▶ Work instruction
All lines from the one containing "I think we have" down to the one containing "previousContent.Profile != Profile;", both ends included, are to be given again exactly; omit the rest of the listing below.

▶ Excerpted records

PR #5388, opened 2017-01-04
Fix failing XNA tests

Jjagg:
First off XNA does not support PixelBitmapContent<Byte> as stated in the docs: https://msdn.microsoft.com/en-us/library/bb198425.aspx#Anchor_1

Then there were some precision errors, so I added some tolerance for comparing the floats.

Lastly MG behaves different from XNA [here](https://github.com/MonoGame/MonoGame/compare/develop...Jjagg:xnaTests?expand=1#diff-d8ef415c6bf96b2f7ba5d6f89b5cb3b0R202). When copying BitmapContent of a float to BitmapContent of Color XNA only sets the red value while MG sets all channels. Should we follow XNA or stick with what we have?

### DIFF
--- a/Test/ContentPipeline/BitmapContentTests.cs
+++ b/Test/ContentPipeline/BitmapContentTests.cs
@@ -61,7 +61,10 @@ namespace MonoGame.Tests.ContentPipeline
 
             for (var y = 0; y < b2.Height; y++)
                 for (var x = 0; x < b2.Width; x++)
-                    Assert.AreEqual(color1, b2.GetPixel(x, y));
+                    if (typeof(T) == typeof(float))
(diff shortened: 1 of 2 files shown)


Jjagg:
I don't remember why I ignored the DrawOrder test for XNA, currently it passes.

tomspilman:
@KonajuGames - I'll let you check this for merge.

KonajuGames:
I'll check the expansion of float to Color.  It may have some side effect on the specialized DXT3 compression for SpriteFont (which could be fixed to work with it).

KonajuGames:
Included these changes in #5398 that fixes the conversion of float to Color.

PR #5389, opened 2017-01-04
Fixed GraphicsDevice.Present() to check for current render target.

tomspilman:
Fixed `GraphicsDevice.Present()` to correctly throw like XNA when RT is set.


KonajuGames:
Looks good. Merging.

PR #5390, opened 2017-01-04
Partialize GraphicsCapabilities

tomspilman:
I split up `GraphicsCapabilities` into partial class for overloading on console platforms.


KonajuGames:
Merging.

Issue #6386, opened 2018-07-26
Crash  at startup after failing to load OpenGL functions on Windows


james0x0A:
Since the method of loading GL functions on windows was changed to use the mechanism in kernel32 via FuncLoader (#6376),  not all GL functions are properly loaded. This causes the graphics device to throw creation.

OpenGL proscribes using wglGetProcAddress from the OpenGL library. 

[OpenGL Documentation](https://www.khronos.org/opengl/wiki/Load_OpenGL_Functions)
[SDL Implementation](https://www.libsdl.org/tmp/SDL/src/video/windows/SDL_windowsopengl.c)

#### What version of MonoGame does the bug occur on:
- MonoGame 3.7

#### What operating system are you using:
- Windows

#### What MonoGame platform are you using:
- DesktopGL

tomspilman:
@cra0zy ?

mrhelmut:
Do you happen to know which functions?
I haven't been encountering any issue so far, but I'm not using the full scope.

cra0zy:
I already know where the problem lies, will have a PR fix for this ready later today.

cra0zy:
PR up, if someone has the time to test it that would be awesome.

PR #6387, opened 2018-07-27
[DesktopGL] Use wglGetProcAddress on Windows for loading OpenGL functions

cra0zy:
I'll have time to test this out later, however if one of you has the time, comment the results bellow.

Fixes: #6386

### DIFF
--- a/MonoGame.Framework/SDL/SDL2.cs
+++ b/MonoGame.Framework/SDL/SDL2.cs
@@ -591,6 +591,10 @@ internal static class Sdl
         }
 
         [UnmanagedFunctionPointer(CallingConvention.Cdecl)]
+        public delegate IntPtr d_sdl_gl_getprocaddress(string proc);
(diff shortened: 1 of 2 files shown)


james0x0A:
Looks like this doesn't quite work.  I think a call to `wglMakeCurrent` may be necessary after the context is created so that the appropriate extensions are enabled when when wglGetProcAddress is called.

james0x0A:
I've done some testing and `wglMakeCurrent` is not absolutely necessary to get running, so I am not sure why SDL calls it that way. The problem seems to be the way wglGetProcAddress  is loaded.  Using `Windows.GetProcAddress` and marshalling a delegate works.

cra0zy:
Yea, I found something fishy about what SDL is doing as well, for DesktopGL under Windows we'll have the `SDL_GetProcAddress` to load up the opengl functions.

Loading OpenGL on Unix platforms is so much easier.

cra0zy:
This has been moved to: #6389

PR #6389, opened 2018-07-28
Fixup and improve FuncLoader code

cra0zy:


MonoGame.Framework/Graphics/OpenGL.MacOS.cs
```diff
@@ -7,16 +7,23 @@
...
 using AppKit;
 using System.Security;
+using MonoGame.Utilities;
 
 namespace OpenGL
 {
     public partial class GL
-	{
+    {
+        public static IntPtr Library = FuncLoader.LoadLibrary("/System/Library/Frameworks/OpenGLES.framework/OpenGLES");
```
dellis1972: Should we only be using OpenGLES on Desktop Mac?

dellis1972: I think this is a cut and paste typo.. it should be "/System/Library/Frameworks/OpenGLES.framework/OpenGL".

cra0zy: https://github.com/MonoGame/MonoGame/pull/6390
==
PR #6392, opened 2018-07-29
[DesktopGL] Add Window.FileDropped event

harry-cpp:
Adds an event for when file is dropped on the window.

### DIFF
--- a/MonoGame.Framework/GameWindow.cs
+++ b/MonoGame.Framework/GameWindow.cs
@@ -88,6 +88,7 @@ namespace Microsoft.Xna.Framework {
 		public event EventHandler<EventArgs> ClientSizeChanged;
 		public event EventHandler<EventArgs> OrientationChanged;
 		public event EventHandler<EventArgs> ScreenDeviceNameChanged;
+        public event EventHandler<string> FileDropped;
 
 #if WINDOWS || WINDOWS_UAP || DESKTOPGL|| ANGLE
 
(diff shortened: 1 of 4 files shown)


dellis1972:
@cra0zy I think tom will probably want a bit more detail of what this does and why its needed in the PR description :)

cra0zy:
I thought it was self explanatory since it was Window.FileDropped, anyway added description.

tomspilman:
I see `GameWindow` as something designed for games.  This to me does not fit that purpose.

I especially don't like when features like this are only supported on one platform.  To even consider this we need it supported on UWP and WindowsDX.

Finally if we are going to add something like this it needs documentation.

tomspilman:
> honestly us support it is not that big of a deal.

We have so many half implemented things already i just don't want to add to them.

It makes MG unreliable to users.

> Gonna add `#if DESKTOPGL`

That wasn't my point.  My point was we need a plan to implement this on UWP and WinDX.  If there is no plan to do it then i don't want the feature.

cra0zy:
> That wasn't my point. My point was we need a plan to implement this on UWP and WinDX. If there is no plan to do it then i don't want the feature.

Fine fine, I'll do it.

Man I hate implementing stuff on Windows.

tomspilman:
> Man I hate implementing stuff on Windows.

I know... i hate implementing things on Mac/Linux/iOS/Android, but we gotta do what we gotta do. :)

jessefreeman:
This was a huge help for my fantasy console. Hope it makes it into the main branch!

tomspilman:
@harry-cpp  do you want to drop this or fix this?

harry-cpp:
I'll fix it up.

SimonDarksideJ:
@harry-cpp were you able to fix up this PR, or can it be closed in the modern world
* * *
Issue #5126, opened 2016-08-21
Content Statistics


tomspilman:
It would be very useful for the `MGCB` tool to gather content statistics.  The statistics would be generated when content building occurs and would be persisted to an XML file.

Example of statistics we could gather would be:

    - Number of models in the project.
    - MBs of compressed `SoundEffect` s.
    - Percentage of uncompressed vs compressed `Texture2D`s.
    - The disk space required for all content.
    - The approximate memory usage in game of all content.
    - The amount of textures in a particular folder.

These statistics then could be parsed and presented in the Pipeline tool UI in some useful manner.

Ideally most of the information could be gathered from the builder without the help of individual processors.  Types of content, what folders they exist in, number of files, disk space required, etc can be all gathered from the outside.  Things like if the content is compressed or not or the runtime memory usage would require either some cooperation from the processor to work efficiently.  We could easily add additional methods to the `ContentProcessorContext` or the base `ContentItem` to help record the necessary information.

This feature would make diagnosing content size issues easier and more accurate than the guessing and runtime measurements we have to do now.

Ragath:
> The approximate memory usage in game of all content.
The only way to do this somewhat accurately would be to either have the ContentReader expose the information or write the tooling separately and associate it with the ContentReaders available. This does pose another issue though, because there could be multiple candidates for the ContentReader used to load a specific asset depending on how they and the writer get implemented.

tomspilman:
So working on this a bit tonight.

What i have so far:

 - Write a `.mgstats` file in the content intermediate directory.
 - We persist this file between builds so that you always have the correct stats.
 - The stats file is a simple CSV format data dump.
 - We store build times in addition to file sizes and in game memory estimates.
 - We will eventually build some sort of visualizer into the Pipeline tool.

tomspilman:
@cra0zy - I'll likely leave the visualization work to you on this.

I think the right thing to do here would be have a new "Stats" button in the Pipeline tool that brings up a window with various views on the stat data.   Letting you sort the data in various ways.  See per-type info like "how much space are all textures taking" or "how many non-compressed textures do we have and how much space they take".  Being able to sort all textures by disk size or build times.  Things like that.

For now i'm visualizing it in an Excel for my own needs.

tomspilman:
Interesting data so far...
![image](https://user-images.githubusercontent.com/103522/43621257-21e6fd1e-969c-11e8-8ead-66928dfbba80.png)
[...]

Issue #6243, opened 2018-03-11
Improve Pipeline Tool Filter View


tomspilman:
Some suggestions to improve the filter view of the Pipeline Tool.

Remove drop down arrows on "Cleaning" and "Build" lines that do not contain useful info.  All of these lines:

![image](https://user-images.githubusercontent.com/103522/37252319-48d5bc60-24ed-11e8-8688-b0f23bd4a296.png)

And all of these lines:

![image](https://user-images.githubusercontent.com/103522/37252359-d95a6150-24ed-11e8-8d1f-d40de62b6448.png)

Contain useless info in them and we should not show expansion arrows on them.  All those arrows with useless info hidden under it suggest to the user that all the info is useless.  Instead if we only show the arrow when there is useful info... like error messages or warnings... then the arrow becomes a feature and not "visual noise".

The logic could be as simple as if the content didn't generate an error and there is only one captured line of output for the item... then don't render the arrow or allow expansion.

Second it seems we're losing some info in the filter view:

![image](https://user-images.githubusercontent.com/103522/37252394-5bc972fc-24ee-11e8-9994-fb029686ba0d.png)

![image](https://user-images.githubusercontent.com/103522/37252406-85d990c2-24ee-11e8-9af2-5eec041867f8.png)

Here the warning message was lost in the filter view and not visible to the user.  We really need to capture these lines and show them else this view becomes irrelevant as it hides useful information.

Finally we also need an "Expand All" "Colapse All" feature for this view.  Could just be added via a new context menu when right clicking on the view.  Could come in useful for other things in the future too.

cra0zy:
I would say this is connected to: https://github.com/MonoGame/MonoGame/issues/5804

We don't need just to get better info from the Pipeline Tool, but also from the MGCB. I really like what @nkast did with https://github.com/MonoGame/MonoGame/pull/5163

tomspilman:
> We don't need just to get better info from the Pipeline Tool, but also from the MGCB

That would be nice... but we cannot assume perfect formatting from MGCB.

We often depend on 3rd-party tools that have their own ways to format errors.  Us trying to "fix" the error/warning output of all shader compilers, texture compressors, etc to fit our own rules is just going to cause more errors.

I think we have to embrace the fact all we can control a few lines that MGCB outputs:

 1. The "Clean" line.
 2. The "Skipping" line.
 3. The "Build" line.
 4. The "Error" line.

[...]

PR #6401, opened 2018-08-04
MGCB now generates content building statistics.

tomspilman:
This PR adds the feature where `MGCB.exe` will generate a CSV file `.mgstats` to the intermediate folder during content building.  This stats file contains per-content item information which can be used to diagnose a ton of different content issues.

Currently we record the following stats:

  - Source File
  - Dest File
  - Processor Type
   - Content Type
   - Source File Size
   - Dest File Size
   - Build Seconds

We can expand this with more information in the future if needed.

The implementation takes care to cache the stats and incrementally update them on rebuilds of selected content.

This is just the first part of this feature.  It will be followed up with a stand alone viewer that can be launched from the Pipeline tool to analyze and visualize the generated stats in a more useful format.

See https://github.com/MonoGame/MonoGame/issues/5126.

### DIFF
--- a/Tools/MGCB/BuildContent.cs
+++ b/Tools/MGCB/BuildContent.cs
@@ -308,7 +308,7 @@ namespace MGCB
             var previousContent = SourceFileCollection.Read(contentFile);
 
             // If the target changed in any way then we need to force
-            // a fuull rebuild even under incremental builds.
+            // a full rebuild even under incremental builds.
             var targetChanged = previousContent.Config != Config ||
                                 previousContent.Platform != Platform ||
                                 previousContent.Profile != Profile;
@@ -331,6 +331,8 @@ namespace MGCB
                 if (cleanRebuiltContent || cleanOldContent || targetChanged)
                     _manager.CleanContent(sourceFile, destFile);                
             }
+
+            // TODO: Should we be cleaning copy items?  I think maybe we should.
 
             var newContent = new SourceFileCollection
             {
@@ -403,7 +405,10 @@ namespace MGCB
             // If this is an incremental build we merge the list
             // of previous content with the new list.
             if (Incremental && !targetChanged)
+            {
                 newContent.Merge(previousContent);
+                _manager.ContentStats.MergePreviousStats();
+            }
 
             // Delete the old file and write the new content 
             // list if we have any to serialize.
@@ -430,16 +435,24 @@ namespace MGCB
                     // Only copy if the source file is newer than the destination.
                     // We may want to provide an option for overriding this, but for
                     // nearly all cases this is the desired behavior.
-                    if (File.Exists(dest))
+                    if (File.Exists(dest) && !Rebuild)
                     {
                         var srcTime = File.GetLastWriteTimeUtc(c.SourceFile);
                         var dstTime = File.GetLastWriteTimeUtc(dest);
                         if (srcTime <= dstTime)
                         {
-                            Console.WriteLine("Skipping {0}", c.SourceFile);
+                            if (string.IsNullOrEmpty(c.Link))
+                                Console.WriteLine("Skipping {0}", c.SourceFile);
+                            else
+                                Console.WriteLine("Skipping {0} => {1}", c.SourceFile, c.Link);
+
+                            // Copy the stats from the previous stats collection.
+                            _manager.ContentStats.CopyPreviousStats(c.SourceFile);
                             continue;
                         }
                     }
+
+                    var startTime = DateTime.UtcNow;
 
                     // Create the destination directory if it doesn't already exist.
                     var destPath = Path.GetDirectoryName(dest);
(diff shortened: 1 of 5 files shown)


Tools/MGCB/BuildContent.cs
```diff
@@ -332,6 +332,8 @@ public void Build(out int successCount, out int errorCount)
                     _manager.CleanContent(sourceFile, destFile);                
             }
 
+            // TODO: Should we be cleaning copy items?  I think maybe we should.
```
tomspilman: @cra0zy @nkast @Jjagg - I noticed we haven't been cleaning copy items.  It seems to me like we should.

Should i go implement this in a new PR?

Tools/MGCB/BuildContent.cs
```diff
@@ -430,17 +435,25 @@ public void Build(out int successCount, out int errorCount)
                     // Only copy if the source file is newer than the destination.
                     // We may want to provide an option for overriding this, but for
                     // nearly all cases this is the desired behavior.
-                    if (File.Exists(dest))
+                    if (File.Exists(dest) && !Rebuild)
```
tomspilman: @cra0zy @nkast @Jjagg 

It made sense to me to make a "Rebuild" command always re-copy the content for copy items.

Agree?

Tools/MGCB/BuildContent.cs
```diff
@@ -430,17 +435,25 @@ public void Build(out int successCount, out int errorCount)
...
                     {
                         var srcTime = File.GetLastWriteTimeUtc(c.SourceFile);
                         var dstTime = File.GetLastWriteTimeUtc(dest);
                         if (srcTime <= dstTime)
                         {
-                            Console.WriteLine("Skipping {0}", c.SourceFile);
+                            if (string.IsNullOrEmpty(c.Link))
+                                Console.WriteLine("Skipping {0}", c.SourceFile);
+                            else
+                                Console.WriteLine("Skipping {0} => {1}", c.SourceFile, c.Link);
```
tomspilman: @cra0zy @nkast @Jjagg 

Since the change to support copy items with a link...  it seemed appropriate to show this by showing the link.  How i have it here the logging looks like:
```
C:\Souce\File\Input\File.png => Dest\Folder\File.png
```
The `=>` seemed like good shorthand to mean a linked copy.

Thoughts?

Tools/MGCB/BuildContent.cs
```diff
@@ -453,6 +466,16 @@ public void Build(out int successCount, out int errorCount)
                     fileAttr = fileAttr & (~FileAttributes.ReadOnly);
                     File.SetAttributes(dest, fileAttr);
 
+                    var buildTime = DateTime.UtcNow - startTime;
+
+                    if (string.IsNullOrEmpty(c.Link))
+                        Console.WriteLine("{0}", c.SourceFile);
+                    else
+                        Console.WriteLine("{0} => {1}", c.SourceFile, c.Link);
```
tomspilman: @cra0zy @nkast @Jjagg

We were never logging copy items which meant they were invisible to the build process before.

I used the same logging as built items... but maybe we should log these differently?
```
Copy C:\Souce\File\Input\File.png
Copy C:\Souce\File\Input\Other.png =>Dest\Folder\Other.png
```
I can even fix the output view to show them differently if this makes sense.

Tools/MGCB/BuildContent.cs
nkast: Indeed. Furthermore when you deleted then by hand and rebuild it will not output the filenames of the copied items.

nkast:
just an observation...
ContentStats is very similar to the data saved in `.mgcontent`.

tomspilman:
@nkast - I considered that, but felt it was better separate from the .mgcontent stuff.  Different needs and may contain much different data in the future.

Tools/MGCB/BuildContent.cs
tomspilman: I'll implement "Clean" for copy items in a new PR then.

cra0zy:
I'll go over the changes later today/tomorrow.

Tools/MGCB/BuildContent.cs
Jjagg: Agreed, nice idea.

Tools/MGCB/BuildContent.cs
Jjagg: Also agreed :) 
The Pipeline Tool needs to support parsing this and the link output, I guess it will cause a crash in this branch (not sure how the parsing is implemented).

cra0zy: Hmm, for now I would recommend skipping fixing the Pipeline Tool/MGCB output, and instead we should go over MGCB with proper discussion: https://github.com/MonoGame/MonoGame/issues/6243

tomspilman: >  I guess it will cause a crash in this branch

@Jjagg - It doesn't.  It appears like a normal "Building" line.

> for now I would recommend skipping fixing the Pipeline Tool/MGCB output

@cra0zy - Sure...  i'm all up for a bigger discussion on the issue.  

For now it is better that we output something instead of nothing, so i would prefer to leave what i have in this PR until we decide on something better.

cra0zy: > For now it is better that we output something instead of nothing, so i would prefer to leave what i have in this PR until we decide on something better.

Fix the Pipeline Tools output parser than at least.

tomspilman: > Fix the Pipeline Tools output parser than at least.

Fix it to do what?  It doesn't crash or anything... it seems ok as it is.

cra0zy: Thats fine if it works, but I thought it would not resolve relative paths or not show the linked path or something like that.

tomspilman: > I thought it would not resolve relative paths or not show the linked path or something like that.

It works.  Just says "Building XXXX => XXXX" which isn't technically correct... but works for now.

▶ Result of this exercise
I think we have to embrace the fact all we can control a few lines that MGCB outputs:

 1. The "Clean" line.
 2. The "Skipping" line.
 3. The "Build" line.
 4. The "Error" line.

[...]

PR #6401, opened 2018-08-04
MGCB now generates content building statistics.

tomspilman:
This PR adds the feature where `MGCB.exe` will generate a CSV file `.mgstats` to the intermediate folder during content building.  This stats file contains per-content item information which can be used to diagnose a ton of different content issues.

Currently we record the following stats:

  - Source File
  - Dest File
  - Processor Type
   - Content Type
   - Source File Size
   - Dest File Size
   - Build Seconds

We can expand this with more information in the future if needed.

The implementation takes care to cache the stats and incrementally update them on rebuilds of selected content.

This is just the first part of this feature.  It will be followed up with a stand alone viewer that can be launched from the Pipeline tool to analyze and visualize the generated stats in a more useful format.

See https://github.com/MonoGame/MonoGame/issues/5126.

### DIFF
--- a/Tools/MGCB/BuildContent.cs
+++ b/Tools/MGCB/BuildContent.cs
@@ -308,7 +308,7 @@ namespace MGCB
             var previousContent = SourceFileCollection.Read(contentFile);
 
             // If the target changed in any way then we need to force
-            // a fuull rebuild even under incremental builds.
+            // a full rebuild even under incremental builds.
             var targetChanged = previousContent.Config != Config ||
                                 previousContent.Platform != Platform ||
                                 previousContent.Profile != Profile;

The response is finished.